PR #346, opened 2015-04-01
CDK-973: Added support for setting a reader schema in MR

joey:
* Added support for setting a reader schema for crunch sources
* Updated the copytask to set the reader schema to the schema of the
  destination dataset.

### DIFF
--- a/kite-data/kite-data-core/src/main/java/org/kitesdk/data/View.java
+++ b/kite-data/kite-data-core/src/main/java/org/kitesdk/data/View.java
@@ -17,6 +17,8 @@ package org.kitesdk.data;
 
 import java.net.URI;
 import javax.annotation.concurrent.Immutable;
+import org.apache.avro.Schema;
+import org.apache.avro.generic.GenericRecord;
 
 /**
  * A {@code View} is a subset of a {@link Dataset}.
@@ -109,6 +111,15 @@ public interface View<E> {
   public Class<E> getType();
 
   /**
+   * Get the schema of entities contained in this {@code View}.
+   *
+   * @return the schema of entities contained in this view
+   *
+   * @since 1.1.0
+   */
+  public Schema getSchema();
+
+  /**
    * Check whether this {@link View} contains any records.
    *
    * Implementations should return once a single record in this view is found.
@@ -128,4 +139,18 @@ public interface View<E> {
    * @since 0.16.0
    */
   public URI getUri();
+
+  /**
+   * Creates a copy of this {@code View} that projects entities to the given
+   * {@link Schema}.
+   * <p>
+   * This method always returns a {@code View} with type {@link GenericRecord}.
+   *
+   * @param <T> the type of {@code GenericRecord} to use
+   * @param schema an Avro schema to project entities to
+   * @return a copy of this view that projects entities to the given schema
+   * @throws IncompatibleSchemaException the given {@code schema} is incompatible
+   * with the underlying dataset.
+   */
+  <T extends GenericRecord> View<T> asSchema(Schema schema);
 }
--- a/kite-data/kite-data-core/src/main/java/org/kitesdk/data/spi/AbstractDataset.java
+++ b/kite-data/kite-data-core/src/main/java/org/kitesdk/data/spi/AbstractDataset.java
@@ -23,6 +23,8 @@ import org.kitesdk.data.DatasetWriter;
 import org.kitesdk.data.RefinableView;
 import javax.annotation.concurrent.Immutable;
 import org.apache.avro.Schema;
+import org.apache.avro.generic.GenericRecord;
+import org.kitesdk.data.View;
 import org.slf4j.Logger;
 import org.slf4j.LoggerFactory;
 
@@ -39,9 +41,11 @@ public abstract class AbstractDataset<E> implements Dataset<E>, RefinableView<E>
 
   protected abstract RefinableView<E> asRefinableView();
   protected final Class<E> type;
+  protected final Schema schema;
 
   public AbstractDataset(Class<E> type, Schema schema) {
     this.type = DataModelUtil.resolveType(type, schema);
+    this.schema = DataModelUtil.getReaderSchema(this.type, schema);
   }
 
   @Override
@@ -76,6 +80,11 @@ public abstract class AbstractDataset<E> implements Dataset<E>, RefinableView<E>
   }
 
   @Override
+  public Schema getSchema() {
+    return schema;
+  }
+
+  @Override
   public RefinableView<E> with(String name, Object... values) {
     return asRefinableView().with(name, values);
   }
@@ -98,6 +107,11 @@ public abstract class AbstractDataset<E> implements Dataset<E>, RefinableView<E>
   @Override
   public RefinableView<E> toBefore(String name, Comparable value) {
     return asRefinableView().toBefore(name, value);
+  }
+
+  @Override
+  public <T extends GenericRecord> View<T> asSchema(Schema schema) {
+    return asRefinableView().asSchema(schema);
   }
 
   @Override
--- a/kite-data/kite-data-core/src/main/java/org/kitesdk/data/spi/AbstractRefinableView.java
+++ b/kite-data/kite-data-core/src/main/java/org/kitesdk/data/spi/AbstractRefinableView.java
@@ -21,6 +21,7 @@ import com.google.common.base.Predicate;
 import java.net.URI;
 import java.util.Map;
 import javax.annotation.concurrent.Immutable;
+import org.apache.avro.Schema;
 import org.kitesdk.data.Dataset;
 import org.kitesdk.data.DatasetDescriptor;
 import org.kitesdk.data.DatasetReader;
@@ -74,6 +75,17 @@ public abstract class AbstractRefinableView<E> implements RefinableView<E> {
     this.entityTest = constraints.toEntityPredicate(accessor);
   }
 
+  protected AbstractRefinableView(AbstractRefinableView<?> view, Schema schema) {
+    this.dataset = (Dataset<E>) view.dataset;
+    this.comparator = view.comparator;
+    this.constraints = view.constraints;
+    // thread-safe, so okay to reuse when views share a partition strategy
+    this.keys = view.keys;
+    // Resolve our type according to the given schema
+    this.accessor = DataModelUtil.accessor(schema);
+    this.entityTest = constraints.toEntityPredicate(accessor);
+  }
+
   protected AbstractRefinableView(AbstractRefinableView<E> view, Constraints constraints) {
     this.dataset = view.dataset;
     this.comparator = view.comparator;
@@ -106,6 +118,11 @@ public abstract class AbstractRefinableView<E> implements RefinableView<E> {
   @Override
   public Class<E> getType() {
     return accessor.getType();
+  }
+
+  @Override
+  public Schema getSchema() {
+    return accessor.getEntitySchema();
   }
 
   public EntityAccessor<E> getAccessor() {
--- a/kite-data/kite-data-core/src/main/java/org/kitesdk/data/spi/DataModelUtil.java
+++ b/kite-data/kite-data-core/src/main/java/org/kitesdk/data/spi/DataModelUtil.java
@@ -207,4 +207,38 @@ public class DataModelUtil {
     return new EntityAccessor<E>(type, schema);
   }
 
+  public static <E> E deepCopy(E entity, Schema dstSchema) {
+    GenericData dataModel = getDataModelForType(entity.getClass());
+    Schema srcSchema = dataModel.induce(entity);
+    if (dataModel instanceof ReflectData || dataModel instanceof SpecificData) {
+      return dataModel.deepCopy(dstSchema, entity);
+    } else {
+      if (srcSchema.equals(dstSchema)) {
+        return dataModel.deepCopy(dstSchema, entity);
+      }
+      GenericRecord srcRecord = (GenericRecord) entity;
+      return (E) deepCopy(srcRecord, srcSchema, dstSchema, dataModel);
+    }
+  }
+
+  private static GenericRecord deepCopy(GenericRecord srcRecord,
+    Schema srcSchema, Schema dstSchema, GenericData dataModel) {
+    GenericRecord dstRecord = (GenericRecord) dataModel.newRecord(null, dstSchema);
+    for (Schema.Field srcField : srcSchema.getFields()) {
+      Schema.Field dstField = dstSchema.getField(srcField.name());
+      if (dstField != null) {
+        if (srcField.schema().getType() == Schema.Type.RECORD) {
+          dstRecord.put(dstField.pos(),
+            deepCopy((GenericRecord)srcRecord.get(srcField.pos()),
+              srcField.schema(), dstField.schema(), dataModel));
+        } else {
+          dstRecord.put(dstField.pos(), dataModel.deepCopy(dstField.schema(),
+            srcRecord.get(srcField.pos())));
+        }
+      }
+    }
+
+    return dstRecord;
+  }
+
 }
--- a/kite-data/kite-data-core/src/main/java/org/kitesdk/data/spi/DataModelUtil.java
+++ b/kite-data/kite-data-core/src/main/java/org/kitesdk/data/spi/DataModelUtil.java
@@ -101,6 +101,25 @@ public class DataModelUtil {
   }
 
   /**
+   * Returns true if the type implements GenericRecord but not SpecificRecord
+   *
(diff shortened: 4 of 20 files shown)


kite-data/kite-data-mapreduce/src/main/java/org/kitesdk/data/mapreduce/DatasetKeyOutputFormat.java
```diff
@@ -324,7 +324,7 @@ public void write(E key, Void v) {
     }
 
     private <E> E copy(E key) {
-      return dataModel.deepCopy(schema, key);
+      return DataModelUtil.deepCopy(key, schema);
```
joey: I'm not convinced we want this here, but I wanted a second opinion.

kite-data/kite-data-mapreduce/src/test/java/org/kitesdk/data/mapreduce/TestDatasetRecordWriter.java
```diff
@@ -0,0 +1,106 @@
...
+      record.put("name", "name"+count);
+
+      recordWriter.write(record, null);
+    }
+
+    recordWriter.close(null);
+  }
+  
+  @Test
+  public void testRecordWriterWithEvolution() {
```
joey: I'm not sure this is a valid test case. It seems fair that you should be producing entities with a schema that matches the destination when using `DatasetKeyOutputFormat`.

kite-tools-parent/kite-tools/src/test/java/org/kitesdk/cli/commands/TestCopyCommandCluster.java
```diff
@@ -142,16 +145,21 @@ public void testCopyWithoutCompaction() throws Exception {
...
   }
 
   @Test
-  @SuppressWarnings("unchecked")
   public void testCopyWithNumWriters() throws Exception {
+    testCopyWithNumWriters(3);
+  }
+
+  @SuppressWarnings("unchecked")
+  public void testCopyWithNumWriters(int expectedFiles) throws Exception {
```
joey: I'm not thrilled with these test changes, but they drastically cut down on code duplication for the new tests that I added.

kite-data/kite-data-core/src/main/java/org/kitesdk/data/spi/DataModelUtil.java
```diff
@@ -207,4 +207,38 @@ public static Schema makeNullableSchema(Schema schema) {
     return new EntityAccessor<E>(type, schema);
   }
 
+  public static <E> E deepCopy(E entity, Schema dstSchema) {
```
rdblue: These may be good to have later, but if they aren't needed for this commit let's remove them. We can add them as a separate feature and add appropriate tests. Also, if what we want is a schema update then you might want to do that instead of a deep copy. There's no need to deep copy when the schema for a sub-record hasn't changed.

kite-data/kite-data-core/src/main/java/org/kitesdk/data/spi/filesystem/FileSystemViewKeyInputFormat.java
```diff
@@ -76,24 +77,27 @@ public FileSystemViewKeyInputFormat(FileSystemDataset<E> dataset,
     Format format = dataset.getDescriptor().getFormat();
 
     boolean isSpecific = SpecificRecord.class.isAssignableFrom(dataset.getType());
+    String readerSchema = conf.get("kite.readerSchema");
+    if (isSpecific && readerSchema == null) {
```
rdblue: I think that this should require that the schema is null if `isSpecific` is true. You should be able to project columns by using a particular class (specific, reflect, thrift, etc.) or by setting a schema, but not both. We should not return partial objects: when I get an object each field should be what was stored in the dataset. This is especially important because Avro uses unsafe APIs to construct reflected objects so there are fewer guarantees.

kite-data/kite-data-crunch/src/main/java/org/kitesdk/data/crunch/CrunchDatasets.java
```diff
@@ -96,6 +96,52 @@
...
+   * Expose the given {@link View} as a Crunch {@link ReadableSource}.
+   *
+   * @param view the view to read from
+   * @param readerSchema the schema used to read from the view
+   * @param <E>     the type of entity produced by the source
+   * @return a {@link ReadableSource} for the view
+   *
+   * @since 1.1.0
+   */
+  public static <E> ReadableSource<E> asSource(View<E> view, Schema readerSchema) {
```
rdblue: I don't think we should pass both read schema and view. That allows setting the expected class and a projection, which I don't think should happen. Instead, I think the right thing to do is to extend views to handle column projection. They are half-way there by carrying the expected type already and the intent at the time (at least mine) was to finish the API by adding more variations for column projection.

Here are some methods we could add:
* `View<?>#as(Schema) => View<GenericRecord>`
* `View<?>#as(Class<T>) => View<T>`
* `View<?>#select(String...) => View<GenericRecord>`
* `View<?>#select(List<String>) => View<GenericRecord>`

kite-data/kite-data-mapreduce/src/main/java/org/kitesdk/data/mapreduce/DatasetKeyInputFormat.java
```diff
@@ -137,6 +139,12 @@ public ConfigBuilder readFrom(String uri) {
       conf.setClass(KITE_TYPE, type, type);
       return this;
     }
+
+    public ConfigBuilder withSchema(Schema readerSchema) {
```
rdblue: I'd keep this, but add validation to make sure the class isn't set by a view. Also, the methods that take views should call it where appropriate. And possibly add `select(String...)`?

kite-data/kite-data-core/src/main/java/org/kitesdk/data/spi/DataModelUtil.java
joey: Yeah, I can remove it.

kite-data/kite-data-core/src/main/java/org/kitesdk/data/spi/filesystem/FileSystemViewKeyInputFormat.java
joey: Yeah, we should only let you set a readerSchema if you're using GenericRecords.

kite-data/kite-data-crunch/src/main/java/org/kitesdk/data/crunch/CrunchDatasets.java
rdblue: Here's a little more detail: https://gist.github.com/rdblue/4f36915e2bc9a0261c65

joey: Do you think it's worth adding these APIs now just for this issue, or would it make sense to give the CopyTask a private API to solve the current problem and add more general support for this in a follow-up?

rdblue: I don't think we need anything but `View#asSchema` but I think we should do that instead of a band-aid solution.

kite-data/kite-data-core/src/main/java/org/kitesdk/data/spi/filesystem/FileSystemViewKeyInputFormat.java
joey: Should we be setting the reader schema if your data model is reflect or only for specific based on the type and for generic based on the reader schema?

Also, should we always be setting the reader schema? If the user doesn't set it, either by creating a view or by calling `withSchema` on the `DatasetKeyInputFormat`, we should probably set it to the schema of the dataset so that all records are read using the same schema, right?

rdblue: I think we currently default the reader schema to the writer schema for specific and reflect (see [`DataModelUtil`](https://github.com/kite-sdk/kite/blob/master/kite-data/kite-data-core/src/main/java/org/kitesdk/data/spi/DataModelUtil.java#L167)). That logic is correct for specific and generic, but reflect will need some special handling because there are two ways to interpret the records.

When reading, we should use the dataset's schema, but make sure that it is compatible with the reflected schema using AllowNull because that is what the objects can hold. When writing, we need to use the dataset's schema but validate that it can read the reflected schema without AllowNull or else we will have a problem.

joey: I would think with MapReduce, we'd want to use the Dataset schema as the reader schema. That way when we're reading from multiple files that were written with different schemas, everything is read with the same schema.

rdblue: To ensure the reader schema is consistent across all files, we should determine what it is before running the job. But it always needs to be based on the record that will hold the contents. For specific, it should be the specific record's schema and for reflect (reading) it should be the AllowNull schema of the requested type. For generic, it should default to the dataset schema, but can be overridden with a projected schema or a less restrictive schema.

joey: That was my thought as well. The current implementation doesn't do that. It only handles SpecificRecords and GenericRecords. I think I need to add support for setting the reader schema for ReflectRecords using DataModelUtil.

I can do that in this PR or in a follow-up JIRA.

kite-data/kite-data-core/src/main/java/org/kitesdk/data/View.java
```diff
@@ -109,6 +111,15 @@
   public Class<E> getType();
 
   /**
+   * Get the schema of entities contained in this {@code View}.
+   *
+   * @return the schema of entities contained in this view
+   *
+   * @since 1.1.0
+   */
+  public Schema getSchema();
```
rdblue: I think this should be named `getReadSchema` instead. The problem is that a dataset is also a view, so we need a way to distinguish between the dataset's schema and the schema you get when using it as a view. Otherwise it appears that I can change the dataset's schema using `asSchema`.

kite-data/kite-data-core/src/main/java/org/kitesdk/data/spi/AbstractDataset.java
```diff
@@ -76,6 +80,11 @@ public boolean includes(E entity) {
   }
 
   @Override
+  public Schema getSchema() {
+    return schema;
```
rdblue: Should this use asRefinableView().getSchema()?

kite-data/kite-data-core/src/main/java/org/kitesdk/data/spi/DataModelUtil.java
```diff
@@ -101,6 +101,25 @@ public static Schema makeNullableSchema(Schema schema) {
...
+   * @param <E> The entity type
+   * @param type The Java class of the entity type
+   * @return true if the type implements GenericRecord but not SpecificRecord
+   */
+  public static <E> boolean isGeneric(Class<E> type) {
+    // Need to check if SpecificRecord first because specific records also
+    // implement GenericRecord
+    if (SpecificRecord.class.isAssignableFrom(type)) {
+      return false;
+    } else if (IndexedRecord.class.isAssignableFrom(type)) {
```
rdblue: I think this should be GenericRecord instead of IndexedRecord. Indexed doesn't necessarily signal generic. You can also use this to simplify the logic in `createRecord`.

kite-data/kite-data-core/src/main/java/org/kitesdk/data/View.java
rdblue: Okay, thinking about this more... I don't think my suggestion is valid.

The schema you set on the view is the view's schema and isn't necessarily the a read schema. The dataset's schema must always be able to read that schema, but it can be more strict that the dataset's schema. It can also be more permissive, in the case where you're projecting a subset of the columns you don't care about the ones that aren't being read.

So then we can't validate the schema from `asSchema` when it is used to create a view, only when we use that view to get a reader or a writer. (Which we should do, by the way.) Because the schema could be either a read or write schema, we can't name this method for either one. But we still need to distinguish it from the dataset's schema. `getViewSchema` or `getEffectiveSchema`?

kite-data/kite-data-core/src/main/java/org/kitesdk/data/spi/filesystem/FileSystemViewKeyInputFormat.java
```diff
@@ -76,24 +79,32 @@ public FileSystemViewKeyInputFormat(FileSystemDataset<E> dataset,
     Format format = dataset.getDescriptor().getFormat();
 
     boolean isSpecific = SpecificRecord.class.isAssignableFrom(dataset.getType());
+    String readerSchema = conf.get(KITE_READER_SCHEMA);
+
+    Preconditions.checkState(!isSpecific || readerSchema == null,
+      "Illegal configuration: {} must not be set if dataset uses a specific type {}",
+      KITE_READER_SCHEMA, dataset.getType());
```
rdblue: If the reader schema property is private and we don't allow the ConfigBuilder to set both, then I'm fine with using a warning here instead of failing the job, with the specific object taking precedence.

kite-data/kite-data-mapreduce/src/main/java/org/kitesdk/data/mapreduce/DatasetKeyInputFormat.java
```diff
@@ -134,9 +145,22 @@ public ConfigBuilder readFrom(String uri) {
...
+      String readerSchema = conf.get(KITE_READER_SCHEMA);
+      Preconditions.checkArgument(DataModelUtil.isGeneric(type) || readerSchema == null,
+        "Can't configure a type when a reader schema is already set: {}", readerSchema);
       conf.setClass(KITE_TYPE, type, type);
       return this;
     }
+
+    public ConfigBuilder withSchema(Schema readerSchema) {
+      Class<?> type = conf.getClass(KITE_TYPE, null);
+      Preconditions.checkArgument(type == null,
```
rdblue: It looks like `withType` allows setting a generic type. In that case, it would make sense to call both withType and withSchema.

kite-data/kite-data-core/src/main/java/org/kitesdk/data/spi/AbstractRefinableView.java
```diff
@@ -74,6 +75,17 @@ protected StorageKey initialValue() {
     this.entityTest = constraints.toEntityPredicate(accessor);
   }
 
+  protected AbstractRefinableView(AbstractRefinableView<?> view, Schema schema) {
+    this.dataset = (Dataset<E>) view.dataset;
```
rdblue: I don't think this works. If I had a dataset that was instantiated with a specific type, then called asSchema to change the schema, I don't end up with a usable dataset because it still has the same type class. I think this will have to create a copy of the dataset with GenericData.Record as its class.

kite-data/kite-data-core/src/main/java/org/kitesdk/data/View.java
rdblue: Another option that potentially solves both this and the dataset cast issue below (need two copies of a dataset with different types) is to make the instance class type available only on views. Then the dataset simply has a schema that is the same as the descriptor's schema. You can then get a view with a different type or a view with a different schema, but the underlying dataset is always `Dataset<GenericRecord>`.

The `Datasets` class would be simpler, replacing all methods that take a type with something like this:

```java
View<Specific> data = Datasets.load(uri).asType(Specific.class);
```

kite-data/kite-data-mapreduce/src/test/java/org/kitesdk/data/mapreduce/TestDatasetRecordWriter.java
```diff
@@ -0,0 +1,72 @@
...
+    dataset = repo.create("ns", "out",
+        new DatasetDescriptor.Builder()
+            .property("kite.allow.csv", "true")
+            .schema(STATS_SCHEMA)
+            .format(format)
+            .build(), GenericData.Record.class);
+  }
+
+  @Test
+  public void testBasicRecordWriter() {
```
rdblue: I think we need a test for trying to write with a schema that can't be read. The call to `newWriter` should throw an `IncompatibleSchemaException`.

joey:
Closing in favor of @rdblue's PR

TASK TO COMPLETE — Scan the data above for the word "appropriate". Copy every line in which it is found.

RESULT OF THE EXERCISE —
rdblue: These may be good to have later, but if they aren't needed for this commit let's remove them. We can add them as a separate feature and add appropriate tests. Also, if what we want is a schema update then you might want to do that instead of a deep copy. There's no need to deep copy when the schema for a sub-record hasn't changed.
rdblue: I'd keep this, but add validation to make sure the class isn't set by a view. Also, the methods that take views should call it where appropriate. And possibly add `select(String...)`?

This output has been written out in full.